Stored data entries:
-------
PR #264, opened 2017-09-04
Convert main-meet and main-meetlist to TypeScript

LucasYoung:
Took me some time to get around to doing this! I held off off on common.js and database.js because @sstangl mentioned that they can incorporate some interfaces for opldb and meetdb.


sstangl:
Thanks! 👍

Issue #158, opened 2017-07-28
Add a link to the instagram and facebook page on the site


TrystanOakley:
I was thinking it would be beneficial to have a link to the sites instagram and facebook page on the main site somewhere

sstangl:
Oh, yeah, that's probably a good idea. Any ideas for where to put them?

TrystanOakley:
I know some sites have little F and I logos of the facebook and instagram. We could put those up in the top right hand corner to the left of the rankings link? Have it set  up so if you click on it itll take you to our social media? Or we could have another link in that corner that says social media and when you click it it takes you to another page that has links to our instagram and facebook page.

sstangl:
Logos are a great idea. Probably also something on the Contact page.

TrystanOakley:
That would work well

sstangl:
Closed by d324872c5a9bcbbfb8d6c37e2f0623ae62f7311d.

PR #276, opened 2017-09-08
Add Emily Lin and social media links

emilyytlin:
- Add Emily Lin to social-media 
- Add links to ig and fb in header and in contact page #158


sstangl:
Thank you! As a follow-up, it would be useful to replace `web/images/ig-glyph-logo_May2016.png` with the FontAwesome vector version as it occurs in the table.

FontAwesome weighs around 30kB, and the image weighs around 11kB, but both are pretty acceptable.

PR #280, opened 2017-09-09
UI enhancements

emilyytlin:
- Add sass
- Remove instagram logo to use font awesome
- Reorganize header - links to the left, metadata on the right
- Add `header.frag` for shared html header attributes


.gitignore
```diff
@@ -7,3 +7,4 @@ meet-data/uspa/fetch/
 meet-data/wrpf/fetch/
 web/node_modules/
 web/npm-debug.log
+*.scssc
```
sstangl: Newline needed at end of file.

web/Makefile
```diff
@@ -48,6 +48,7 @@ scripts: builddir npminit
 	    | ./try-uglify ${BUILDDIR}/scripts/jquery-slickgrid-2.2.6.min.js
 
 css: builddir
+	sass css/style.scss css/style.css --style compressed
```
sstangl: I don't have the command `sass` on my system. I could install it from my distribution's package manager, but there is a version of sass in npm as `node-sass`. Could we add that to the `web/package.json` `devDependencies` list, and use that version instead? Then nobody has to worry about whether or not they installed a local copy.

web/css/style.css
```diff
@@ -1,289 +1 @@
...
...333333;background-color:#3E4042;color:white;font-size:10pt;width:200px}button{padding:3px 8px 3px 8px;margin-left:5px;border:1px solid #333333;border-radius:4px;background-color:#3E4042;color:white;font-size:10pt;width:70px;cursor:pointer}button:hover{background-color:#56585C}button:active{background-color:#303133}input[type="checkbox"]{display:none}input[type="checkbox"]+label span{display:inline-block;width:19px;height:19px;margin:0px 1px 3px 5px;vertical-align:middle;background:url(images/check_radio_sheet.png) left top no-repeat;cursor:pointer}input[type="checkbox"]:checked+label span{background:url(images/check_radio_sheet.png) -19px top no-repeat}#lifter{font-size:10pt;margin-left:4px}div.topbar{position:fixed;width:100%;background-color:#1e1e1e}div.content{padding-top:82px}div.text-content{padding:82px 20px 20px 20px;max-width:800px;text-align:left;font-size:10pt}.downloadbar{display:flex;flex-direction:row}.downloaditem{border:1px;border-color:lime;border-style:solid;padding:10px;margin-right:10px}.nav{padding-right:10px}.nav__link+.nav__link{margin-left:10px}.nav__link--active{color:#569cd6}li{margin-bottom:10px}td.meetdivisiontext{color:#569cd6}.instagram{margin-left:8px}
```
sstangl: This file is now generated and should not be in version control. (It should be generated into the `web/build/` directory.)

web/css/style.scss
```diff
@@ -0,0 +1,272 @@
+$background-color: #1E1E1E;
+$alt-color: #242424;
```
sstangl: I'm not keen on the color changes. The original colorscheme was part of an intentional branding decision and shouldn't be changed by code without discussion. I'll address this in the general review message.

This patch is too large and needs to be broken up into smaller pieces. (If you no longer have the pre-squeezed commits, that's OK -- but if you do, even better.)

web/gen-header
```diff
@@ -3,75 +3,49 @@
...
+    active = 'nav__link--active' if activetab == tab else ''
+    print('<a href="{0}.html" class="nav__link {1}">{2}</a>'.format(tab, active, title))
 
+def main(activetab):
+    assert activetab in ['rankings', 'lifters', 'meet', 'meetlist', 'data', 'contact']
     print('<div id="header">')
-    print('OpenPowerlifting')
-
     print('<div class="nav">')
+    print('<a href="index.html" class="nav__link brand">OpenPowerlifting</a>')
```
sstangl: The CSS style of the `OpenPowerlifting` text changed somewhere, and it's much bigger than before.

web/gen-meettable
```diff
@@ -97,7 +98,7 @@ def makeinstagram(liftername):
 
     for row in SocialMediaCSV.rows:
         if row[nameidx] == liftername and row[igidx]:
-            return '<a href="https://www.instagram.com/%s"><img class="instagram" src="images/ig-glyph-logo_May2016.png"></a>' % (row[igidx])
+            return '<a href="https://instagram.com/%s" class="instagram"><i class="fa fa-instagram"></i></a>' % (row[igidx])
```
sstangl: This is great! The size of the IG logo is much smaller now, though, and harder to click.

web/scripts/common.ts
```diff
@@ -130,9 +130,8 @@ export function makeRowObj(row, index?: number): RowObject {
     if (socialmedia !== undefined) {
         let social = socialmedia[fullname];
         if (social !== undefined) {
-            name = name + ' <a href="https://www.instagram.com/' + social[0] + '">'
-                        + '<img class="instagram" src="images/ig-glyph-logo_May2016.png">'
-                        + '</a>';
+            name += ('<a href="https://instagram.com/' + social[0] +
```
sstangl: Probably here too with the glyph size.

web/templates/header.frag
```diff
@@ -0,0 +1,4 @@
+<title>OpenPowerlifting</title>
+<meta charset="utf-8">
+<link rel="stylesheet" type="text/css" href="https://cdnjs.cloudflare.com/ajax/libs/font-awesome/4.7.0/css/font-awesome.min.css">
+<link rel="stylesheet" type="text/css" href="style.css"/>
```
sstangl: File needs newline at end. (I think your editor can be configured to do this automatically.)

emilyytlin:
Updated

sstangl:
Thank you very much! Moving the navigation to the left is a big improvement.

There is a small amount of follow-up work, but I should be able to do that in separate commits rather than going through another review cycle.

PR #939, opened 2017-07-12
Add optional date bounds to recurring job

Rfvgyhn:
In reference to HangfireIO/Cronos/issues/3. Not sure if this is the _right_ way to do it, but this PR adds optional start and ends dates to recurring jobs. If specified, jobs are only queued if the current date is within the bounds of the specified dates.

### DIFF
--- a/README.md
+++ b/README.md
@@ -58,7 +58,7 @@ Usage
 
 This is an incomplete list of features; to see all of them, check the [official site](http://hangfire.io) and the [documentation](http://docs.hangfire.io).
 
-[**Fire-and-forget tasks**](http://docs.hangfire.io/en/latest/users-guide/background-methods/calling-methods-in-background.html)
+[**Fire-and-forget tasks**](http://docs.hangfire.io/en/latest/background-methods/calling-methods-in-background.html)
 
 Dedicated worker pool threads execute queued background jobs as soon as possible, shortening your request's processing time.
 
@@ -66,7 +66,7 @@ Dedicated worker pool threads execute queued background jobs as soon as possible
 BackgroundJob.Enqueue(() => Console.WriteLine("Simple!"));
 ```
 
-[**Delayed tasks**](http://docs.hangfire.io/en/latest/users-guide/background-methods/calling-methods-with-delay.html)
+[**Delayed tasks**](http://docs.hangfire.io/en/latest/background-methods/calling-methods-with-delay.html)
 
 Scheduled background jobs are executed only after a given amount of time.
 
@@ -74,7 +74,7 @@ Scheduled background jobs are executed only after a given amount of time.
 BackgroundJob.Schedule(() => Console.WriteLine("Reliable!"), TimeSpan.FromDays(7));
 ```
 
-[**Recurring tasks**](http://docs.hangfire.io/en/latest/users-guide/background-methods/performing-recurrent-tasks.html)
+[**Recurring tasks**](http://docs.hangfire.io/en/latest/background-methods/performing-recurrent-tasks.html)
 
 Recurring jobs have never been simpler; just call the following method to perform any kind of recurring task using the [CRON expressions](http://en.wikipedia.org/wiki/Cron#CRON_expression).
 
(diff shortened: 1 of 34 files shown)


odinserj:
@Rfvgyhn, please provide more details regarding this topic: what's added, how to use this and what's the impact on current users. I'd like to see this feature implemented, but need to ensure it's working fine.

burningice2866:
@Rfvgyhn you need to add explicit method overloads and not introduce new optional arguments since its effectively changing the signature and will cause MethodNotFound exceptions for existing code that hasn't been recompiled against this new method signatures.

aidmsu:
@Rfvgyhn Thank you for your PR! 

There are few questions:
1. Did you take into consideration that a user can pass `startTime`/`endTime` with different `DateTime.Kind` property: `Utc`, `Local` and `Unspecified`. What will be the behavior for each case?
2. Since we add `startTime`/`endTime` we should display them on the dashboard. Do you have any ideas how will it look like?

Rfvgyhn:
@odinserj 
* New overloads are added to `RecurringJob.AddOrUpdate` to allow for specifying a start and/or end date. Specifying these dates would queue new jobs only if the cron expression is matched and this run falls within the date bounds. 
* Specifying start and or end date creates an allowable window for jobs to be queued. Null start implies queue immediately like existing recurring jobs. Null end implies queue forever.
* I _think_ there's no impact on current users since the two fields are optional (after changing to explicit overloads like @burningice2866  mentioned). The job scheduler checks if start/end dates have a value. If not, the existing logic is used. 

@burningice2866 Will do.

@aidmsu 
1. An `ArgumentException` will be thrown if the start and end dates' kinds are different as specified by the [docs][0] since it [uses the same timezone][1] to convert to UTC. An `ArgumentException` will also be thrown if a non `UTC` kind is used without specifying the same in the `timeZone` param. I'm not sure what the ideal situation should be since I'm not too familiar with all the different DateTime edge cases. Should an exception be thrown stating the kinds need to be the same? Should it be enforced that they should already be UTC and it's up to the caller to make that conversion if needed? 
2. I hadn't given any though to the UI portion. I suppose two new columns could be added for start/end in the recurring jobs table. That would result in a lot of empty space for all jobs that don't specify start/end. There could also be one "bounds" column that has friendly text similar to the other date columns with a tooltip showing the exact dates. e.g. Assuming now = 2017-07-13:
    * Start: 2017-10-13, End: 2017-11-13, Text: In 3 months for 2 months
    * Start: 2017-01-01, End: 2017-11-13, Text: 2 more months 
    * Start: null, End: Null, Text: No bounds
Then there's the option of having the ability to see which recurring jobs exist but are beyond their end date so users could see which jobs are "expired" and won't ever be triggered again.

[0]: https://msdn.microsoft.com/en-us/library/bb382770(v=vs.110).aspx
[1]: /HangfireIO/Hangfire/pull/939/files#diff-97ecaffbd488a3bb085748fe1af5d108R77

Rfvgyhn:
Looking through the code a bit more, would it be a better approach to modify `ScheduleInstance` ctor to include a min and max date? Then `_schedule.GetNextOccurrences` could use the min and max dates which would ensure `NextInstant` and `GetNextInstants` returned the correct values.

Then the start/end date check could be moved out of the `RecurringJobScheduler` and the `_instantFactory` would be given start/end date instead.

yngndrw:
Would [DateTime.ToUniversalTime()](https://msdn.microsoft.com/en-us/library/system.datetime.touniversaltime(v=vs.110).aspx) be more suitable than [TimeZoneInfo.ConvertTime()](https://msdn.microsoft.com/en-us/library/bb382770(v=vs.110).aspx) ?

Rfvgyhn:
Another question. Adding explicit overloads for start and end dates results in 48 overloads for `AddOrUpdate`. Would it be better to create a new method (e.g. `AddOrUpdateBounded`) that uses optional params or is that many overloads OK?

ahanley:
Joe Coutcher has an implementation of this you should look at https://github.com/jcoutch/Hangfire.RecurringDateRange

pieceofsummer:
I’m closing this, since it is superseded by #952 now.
-------
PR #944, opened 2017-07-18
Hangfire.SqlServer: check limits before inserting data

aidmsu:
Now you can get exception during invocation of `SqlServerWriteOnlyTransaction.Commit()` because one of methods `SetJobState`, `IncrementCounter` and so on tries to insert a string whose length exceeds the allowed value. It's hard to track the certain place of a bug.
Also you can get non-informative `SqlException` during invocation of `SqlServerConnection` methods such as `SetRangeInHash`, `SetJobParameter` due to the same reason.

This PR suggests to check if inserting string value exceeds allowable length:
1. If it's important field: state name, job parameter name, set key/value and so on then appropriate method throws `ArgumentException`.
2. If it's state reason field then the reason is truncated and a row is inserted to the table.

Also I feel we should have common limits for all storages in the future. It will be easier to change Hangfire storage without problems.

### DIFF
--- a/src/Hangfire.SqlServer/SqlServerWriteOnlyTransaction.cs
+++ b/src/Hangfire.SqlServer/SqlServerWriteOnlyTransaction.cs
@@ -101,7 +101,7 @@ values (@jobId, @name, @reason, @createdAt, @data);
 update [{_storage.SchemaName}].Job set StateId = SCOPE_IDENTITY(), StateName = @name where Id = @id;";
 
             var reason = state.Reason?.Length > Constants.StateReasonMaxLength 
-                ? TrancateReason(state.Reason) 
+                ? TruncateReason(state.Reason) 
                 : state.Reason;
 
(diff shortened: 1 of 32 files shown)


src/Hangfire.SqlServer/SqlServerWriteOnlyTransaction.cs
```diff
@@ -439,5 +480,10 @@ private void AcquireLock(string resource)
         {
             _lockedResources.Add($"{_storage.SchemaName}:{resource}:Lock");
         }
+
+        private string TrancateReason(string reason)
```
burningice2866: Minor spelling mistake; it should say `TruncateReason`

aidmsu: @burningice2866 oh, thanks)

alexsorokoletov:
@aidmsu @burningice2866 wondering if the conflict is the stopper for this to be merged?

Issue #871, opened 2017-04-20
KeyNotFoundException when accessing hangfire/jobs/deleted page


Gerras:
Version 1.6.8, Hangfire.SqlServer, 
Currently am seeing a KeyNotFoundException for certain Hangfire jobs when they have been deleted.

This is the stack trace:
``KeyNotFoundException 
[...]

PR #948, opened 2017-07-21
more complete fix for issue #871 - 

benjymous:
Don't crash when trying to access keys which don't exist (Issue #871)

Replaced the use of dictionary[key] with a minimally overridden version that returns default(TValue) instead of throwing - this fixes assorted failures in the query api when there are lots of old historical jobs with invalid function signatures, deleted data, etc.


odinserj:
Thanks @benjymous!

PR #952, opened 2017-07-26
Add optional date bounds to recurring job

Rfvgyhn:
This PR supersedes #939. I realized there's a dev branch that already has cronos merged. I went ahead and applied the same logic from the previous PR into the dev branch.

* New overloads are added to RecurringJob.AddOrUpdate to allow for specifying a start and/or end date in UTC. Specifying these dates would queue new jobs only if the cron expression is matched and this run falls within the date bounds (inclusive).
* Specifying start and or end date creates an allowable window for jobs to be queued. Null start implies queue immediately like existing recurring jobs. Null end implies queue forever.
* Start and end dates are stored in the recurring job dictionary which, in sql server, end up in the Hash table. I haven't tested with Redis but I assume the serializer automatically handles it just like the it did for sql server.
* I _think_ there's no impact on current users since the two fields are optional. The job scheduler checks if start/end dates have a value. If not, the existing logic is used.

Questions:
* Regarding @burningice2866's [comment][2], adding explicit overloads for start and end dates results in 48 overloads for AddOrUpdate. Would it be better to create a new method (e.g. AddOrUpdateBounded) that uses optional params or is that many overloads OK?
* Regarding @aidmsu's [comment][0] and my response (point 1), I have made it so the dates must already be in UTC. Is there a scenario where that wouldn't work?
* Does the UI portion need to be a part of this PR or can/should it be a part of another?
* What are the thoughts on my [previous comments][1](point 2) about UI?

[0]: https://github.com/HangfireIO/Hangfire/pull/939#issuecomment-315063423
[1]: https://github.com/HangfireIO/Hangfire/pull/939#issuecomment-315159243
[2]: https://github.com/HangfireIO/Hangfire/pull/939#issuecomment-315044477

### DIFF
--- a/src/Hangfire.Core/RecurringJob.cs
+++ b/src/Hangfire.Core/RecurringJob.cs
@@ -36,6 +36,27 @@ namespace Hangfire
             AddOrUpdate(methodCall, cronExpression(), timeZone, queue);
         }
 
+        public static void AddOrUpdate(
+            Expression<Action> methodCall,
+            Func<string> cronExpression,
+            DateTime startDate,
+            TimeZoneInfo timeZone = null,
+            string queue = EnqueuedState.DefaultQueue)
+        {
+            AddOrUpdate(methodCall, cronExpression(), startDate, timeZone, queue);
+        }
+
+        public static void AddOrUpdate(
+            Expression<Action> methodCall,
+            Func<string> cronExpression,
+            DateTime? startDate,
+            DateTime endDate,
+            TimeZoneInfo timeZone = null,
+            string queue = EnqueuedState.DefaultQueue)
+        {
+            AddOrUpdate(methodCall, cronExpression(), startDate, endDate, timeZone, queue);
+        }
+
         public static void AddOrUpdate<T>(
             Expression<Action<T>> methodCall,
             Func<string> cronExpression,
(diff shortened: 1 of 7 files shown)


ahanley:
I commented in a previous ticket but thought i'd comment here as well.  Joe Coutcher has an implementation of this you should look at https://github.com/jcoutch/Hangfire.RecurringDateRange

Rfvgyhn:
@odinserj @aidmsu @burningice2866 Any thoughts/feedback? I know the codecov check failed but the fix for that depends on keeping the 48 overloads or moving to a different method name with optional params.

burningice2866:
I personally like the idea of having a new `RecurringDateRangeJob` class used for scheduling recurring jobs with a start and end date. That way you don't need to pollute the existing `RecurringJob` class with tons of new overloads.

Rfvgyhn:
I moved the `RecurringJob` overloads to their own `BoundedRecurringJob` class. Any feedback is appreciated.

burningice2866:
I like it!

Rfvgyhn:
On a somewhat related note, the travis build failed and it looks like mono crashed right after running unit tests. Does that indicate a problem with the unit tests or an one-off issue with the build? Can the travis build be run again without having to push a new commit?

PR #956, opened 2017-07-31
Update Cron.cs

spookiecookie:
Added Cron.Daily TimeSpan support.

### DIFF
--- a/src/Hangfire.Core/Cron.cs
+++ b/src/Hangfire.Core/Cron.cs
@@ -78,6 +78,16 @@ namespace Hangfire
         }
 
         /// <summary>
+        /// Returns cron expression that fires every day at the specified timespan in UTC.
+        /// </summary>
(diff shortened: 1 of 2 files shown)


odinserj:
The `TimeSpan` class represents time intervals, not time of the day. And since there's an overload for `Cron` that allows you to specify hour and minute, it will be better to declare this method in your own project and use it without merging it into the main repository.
-------
» Your instructions: Check the entries above for the word "sass" and copy every line where it turns up.

» Solution to this task:
- Add sass
+	sass css/style.scss css/style.css --style compressed
sstangl: I don't have the command `sass` on my system. I could install it from my distribution's package manager, but there is a version of sass in npm as `node-sass`. Could we add that to the `web/package.json` `devDependencies` list, and use that version instead? Then nobody has to worry about whether or not they installed a local copy.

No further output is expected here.